▶ About this exercise
Retype each entry below precisely as it reads.

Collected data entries
= Beginning of Section =

Issue #1449, opened 2017-06-30
positive personal refundable credit raises revenue


MattHJensen:
A TaxBrain user just notified me that increasing the personal refundable credit raises revenue rather than lowers it.  

https://www.ospc.org/taxbrain/edit/14829/?start_year=2017

martinholmer:
Merge of pull request #1450 resolves bug report in issue #1449.

PR #1450, opened 2017-06-30
Add personal (non)refundable credit tests and fix bug reported in issue #1449

martinholmer:
This pull request adds a test that replicates the incorrect personal refundable credit reform results reported in issue #1449.  The new test also identifies a separate bug (which has not been reported by TaxBrain users) in the personal nonrefundable credit logic.  The second bug causes aggregate income tax revenue to never change no matter what policy parameters are used for the personal nonrefundable credit reform.

Subsequent commits will untangle the confusion in the code between personal refundable credits (which were added nine months ago to the AGI function) and personal nonrefundable credits (which were added seventeen days ago in a new PersonalTaxCredit function).  This confusion is the cause of the first bug reported in #1449.

The cause of the second bug is that the recently added PersonalTaxCredit function was never called by the Calculator.calc_all() method.

Early work showed that commenting out the personal nonrefundable credit code makes the first bug go away.  The new test uses a small puf.csv sample, so it is not run on GitHub for data privacy reasons.


martinholmer:
Pull request #1450, which is a fix for the bug reported in issue #1449, and a fix for an unreported bug in personal nonrefundable credit logic.

It should be noted that neither of these two personal credits are part of current-law policy.  This means that these two bug fixes do not cause any change in tax results under current-law policy.  The only results differences caused by these two bug fixes are for reforms that involve adding either a personal refundable credit or a personal nonrefundable credit to tax law.

@MattHJensen @feenberg @Amy-Xu @andersonfrailey @hdoupe @econ02 @GoFroggyRun

taxcalc/tests/test_pufcsv.py
```diff
@@ -239,3 +239,42 @@ def test_mtr(tests_path, puf_path):  # pylint: disable=redefined-outer-name
         msg += '---            and rerun test.                ---\n'
         msg += '-------------------------------------------------\n'
         raise ValueError(msg)
+
+
+@pytest.mark.requires_pufcsv
+def test_credit_reforms(puf_path):  # pylint: disable=redefined-outer-name
```
MattHJensen: @martinholmer, do you envision these tests catching errors that the /comparison results would not, or is this primarily a safety guard for when comparison/reform_results.py is not run?

martinholmer: Some of both: the test of the personal nonrefundable credit is **not** in the `comparison/reform_results.py` suite.

MattHJensen: Thanks.

MattHJensen:
LGTM. Thanks for fixing the bug @martinholmer. Merging.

= End of Section =

▶ Response below
Issue #1449, opened 2017-06-30
positive personal refundable credit raises revenue


MattHJensen:
A TaxBrain user just notified me that increasing the personal refundable credit raises revenue rather than lowers it.  

https://www.ospc.org/taxbrain/edit/14829/?start_year=2017

martinholmer:
Merge of pull request #1450 resolves bug report in issue #1449.

PR #1450, opened 2017-06-30
Add personal (non)refundable credit tests and fix bug reported in issue #1449

martinholmer:
This pull request adds a test that replicates the incorrect personal refundable credit reform results reported in issue #1449.  The new test also identifies a separate bug (which has not been reported by TaxBrain users) in the personal nonrefundable credit logic.  The second bug causes aggregate income tax revenue to never change no matter what policy parameters are used for the personal nonrefundable credit reform.

Subsequent commits will untangle the confusion in the code between personal refundable credits (which were added nine months ago to the AGI function) and personal nonrefundable credits (which were added seventeen days ago in a new PersonalTaxCredit function).  This confusion is the cause of the first bug reported in #1449.

The cause of the second bug is that the recently added PersonalTaxCredit function was never called by the Calculator.calc_all() method.

Early work showed that commenting out the personal nonrefundable credit code makes the first bug go away.  The new test uses a small puf.csv sample, so it is not run on GitHub for data privacy reasons.


martinholmer:
Pull request #1450, which is a fix for the bug reported in issue #1449, and a fix for an unreported bug in personal nonrefundable credit logic.

It should be noted that neither of these two personal credits are part of current-law policy.  This means that these two bug fixes do not cause any change in tax results under current-law policy.  The only results differences caused by these two bug fixes are for reforms that involve adding either a personal refundable credit or a personal nonrefundable credit to tax law.

@MattHJensen @feenberg @Amy-Xu @andersonfrailey @hdoupe @econ02 @GoFroggyRun

taxcalc/tests/test_pufcsv.py
```diff
@@ -239,3 +239,42 @@ def test_mtr(tests_path, puf_path):  # pylint: disable=redefined-outer-name
         msg += '---            and rerun test.                ---\n'
         msg += '-------------------------------------------------\n'
         raise ValueError(msg)
+
+
+@pytest.mark.requires_pufcsv
+def test_credit_reforms(puf_path):  # pylint: disable=redefined-outer-name
```
MattHJensen: @martinholmer, do you envision these tests catching errors that the /comparison results would not, or is this primarily a safety guard for when comparison/reform_results.py is not run?

martinholmer: Some of both: the test of the personal nonrefundable credit is **not** in the `comparison/reform_results.py` suite.

MattHJensen: Thanks.

MattHJensen:
LGTM. Thanks for fixing the bug @martinholmer. Merging.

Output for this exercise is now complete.